AAA reported that the national average gasoline price briefly jumped more than twenty cents in roughly a week during the early phase of the conflict, pushing the national average above three dollars per gallon. Here in Central Florida, it’s more like $3.50.
Because fuel costs ripple through transportation, aviation, and freight logistics, sustained increases in oil prices often translate into broader inflationary pressure across the economy.
In other words, a strike on an oil depot outside Tehran can eventually show up on a receipt at a gas pump in Ohio or Arizona.
We, the American people, are paying for this…literally.
The Scale of Oil Fires in Modern War
The physical scale of the fires themselves remains uncertain. Public reporting confirms large fires at fuel depots and storage tanks near Tehran, but there is not yet a verified estimate for how many barrels of oil or fuel may be burning or lost each day in the current strikes.
History offers some perspective.
During the 1991 Gulf War, retreating Iraqi forces set hundreds of Kuwaiti oil wells on fire. Estimates of the oil burned each day ranged between roughly four and six million barrels, with later scientific analysis of smoke emissions placing the figure at about 4.6 million barrels per day.
In addition, between 70 and 100 million cubic meters of natural gas were burned daily at the peak of the disaster.

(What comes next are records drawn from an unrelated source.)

PR #825, opened 2020-01-29
Add StructArrays to project.toml to prepare for tvcov

pkofod:
Edit: Editting to reflect that it is indeed to start the testing for the next release, as mentioned below.


andreasnoack:
This is useful because we can then start the release process of Pumas while we are waiting for on #824.

PR #828, opened 2020-02-06
Enable symbolic Jacobian and W factorizations

ChrisRackauckas:
Enables ModelingToolkit to use the generated Jacobian and W-fact function for precomputed symbolic factorizations of I-gamma*J to make the implicit ODE solvers really fly. Usually this gives around a 2x speedup, so we'll see what we get here. The factorization can take awhile to compute on really large systems, so I capped it at 16 at which it no longer applies this optimization.


src/dsl/model_macro.jl
```diff
@@ -339,11 +342,20 @@ function dynamics_obj(odeexpr::Expr, pre, odevars, callvars, bvars, eqs, isstati
     rhseq = eq.args[3]
     push!(mteqs,lhsvar ~ convert_rhs_to_Expression(rhseq,bvars,dvars,params,t))
   end
-  f_ex = generate_function(ODESystem(mteqs),dvars,params)[1]
+  f_ex = ModelingToolkit.generate_function(ODESystem(mteqs),dvars,params)[1]
+  J_ex = ModelingToolkit.generate_jacobian(ODESystem(mteqs),dvars,params)[1]
```
YingboMa: Do we want to have a cap for the Jacobian, too?

ChrisRackauckas: I don't think so. Even the crazy QSP models have had fine Jacobian calculations. The 25,000 term BCR does fine with Jacobians. So, it seems like it's fine.

ChrisRackauckas: It we run into a user issue we can backtrack it, but I would be heavily surprised if a Pumas model pushes it that far.

ChrisRackauckas: factorization is a whole different story though.

PR #829, opened 2020-02-06
re-enable d_discontinuities

ChrisRackauckas:
This tells the ODE solver to re-eval FSAL at the points of derivative discontinuities which is required for maintaining higher order and should result in fewer time steps and faster solves. @pkofod could you explain exactly what you saw when testing before?


pkofod:
Just different objective values upon convergence than the reference ones in the test. Without d_discontinuities we matched nonmem (Andreas ran it for me) and with we had a different value.

ChrisRackauckas:
Different, as in worse?

pkofod:
> Different, as in worse?

Yes, larger objective value, but I think it was expected come to think about it. I believe that the data set we estimated was simulated from a solution without d_discontinuities. In that case, then the method that solves it "wrong" will be able to fit a "better model" in the sense that the data generating process and the estimation procedure are in sync (at the same parameter values they will predict the same behavior at the end-points). 

So in principle, I'm all for enabling it, I just hadn't done any investigation into why there was a difference there, so I figured the default was fine.

If we make this change (I if it's more precise then why not?) we just have to be aware that we should expect our solutions, estimates, and optimal objective function values to generally be different from nonmem. I mean, it's not a good argument to be imprecise because nonmem is, we just need to maybe write it somewhere and be able to explain it to users who will want to compare.

ChrisRackauckas:
Needs https://github.com/JuliaDiffEq/DelayDiffEq.jl/pull/172

ChrisRackauckas:
>Yes, larger objective value, but I think it was expected come to think about it. I believe that the data set we estimated was simulated from a solution without d_discontinuities. In that case, then the method that solves it "wrong" will be able to fit a "better model" in the sense that the data generating process and the estimation procedure are in sync (at the same parameter values they will predict the same behavior at the end-points).

How much of a difference is it making? How is the data being generated? Indeed it should just get a more precise solve, which is why I'm a bit confused. NONMEM with really really low tolerances should give similar values though, just using time stepping adaptivity to overcome the discontinuity. 

Hairer demonstrates this quite nicely:

Capture

ChrisRackauckas:
Wow, Hairer wasn't kidding that it's much less dramatic than for multistep codes. Here's what NONMEM should be doing if it's doing it right without declaring the discontinuities:

https://hal.archives-ouvertes.fr/hal-01928590/document

Capture

They have to either be declaring discontinuities or they are cutting corners.

pkofod:
> How much of a difference is it making? How is the data being generated?

Indeed, as we discussed on slack the real benchmark is a super accurately simulated data set.

ChrisRackauckas:
The DelayDiffEq issue has been handled, so now it's just a choice @pkofod .

pkofod:
I trust you :) If the only reason why we get a different result is that we're more precise I say we go for it .

pkofod:
I think you just have to change the reference likelihood value here.

PR #834, opened 2020-02-11
NCA: handle route being the floating point 'Inf'

YingboMa:
`"inf"` in a CSV file can be parsed as a floating point number `Inf`.


ChrisRackauckas:
🤣 that's a fun bug.

PR #841, opened 2020-02-11
Fix some cases where args... and kwargs... weren't correctly passed

andreasnoack:
Simplify some of the dispatch in likelihoods.jl and diagnostics.jl.
Part of this is the removal of the remaining parts of the NONMEM-like
API for predictions and residuals.

Most of these methods weren't user-facing in practice anyway since they didn't have
methods for `FittedPumasModel` so the changes are mostly internal and
greatly simplifies the code.

This PR also fixes an issue that caused the EBEs to be reestimated when showing fitted models instead of just reusing the saved EBEs. For big models, it caused the show methods to hang while the EBEs were estimated.


src/estimation/likelihoods.jl
```diff
@@ -493,6 +432,81 @@ function marginal_nll(m::PumasModel,
...
+  # early in case the parameter values cause the likelihood to be Inf. This
+  # can e.g. happen if the ODE solver can't solve the ODE for the chosen
+  # parameter values.
+  if isinf(nll1)
+    return nll1
+  end
+
+  # The different parallel computations are separated out into functions
+  # to make it easier to infer the return types
+  if parallel_type === Serial
```
ChrisRackauckas: We should just make this be `ensemblealg` and use the same ensemble algorithms, even if computed differently, just for interface consistency.

ChrisRackauckas: I'll do this in a follow-up

andreasnoack: We can due that but notice that I'm just reordering some methods here. This method is not being changed in this PR so it's indeed better to handle in a separate PR.

ChrisRackauckas: Yeah it just came to mind because it showed up.

Issue #817, opened 2020-01-17
Reproducibility of simobs


andreasnoack:
Currently, `simobs` isn't producing reproducible results by default when multithreading is enabled (which it is by default in JuliaPro). I.e. regardless of setting `Random.seed!` the results are not reproducible unless multithreading in `simobs` is disabled. Using the `simple_model` test model
```julia
julia> Random.seed!(1);

julia> map(subject -> subject.observed.dv[end], simobs(mdsl1, data, param, (η=[0.0],)))[end]
5.218673065123799

julia> Random.seed!(1);

julia> map(subject -> subject.observed.dv[end], simobs(mdsl1, data, param, (η=[0.0],)))[end]
5.451865151126203
```

but if multithreading is disabled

Those fires created one of the largest environmental catastrophes in modern industrial history.
The Environmental Fallout
The environmental consequences of large oil fires are severe. Burning petroleum releases dense soot, sulfur compounds, and microscopic airborne particles into the atmosphere.
Scientists classify the most dangerous of these particles as PM2.5, meaning particulate matter smaller than 2.5 microns in diameter.
Because these particles are extremely small, they can penetrate deep into the lungs and even enter the bloodstream. Exposure to high concentrations of PM2.5 has been linked to respiratory illness, cardiovascular problems, and increased health risks for vulnerable populations.
In dense urban areas, heavy smoke from large fuel fires can quickly become a public health hazard.
Rebuilding Energy Infrastructure
Rebuilding damaged oil infrastructure is neither quick nor simple, nor cheap.
Storage tanks and pipeline segments can sometimes be repaired within months if the underlying systems remain intact. But damage to refinery processing units, cracking towers, or export terminals requires specialized engineering, imported components, and significant financial investment.
Energy infrastructure is among the most complex industrial systems on earth. Repair timelines can stretch from months to years depending on the scale of the damage and the availability of replacement equipment.
Even limited damage to refinery systems can ripple through a country’s entire energy distribution network.
The Psychological Effect of Burning Oil
There is also a psychological dimension to targeting oil infrastructure.
Large black smoke columns rising over fuel depots send an unmistakable signal. Energy systems represent a country’s industrial backbone. When those systems burn, the message spreads quickly through markets, governments, and the population watching it happen.
For energy traders, it signals risk to global supply.
For governments, it signals pressure on national revenue and logistics
For civilians, it signals that the war has reached the country’s economic core.
Once a nation’s energy system becomes a battlefield, the character of the war changes.
Oil fuels armies, powers economies, and stabilizes governments. When that system starts to fail, the consequences move far beyond the battlefield and into the daily life of an entire nation.